В конце концов, все обдумав и совладав с эмоциями, Чэнь Тай произнес спокойно:
— Это совсем не так. Я хочу, очень хочу тебе помочь, мой друг. Твоя жизнь была поистине тяжелой и мне понятна твоя печаль. Но терзание ума не сотрет злодеяний с твоих рук, а только покалечит душу. Покаяние — это прежде всего оставление прошлого и печали о нем. А если хочешь искупить вину, то совершай добро в противовес былому злу. Будет тяжело оставить тревожные воспоминания, но изучение путей духовного совершенствования поможет тебе в этом.
Цин Фэн глубоко вздохнул и повернулся к нему. Его глаза феникса излучали свет.
— Твои слова звучат так обнадеживающе. Я счастлив, что встретил тебя. Еще бы ты научил меня правильно мыслить.
Чэнь Тай улыбнулся ему.
— Клянусь, я буду хорошим учителем.
После этого печального разговора они легли отдыхать, а на следующий день уже достигли подножья горы Синшань.
— Учитель, — произнес Цин Фэн задумчиво, когда они поднимались по извилистой тропе в гору. С того утра он стал обращаться к Чэнь Таю исключительно так. — Я думал над этим всю ночь, и у меня возник вопрос.

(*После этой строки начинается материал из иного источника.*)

PR #9937, opened 2023-06-20
Do not invalidate cache during suppression [master]

ro0NL:
ref #9936 for comparison against master


ygottschalk:
FYI: circleci test-with real-project is failing for multiple PR's. Does not seem to have smth to do with this.

ro0NL:
aiming as a bugfix in #9936 :muscle:

Issue #9941, opened 2023-06-21
Possible regression due sprintf: TooManyArguments


ro0NL:
After bumping global phar installation from v5 to master, including a cache removal, we see a 130 issues about `sprintf` in our codebase:

```
Too many arguments for the number of placeholders in sprintf (see https://psalm.dev/026)
$output->writeln(sprintf('Handling product %d => %d (%d)', $productId,  $categoryId, $position));
```

ro0NL:
Sadly no

orklah:
Can you tell us in which PHP version you use to run Psalm (the runtime version, not the analysis version)

cc @kkmuffme

ro0NL:
right, both php 7.4 still

orklah:
Note: I also reproduce on my work codebase on PHP 7.4. Seems like detection based on sprintf return is broken before PHP 8

Issue #9888, opened 2023-06-09
Incorrect return types for stubbed core functions depending on PHP version


kkmuffme:
https://psalm.dev/r/7106f13383

in PHP 8 `vsprintf` will never return false, but in PHP 7 it will.
As discussed in https://github.com/vimeo/psalm/pull/9877#issuecomment-1583319344 the stubs will never fall back to the callmap - this makes declaring different return/param types between PHP versions impossible in psalm.

I suggest to change it to fall back from the stubs to the callmap if the param/return type is not declared in the stubs (but is in the callmap)

Also somehow related to https://github.com/vimeo/psalm/issues/9843 since atm no consistency checking happens in-between the different versions of the callmap and the stubs either

ygottschalk:
I thought that we have the files `stubs/Php8X.phpstub` for that...

orklah:
> I thought that we have the files stubs/Php8X.phpstub for that...

Yeah, that is a first option. We also have this:
https://github.com/vimeo/psalm/blob/bd0ba6ee957a1789cf5c5fe647893bfe3bda2425/stubs/CoreGenericFunctions.phpstub#L66

For anything that those two tools can't answer, TypeProviders are the go to.

Issue #9873, opened 2023-06-05
SprintfReturnTypeProvider not working well with array unpacking


fancyweb:
Hello, SprintfReturnTypeProvider crashes when sprintf is used with array unpacking because it considers there's one arg only, eg:
```php
$array = ['foo', 'bar', 'ccc'];
sprintf('%s %s %s', ...$array);
```

fancyweb:
Some real code that show the bug: https://github.com/symfony/symfony/pull/50565/files

fancyweb:
https://psalm.dev/r/260236cf5b

mrVrAlex:
@orklah @kkmuffme PR not full resolved this issue, look this case: https://psalm.dev/r/308b6b4ae5
Should I open new bug issue? Or just re-open it?

PR #9943, opened 2023-06-21
fix PHP 7 sprintf too many arguments false positive

kkmuffme:
Fix https://github.com/vimeo/psalm/issues/9941

PHP 7 was an afterthough, so it was wrong originally and I couldn't test this here either, since I don't have PHP 7 available on my machine.

---

Fix https://github.com/vimeo/psalm/issues/9873
Fix https://github.com/vimeo/psalm/issues/9888


ro0NL:
uhm, it seems it found 205 more false positives with this change :sweat_smile:

orklah:
Thanks! I'll wait for feedback to prevent shipping with an obvious issue and I'll make a release

ro0NL:
@orklah @kkmuffme 

```diff
-    <TooManyArguments>
-      <code>sprintf</code>
-    </TooManyArguments>
```

:tada:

Значит ли то, что я пошел по пути искупления, что теперь мне нельзя есть мясо?
Чэнь Тай посмеялся над таким наивным вопросом, озвученным так серьезно.
— Все зависит от того, насколько ты хочешь очистить свою душу. Если это тяжело для тебя, ты можешь отказываться от мяса постепенно, скажем, сократить его прием до одного-двух раз в неделю.
— Два раза в неделю? — удрученно повторил Цин Фэн. — Это... действительно сложно. Но я постараюсь.
Вдруг кусты неподалеку зашевелились, и на тропу выполз большой рыжий лис. Вид у него был полумертвый, он сильно хромал на переднюю лапу. Увидев юношей, лис замер и встревожился, но в итоге не убежал, а наоборот, пополз ближе, словно молил о помощи.
Цин Фэн опустился перед ним на корточки и поднял на руки.
— Учитель, смотри, кажется, ему сильно от кого-то досталось. Хвост весь ободран, ухо прокушено.
Чэнь Тай, проникшись состраданием к бедному лису, погладил мягкую шерстку. Лис, казалось, расплакался на руках Цин Фэна от радости, что кто-то наконец пожалел его.
— Мы заберем его в монастырь и там будем лечить.
К полудню они наконец достигли ворот Храма Лазурного Дракона-Покровителя Востока.
Примечание:
Цин фэн мин юэ 清风明月 qīng fēng míng yuè — дословно «прохладный ветерок и яркая луна», образно — «спокойная жизнь в уединении». «мин юэ» из фразы это те же иероглифы из имени Хай Минъюэ, дословно означающие «яркая луна"//.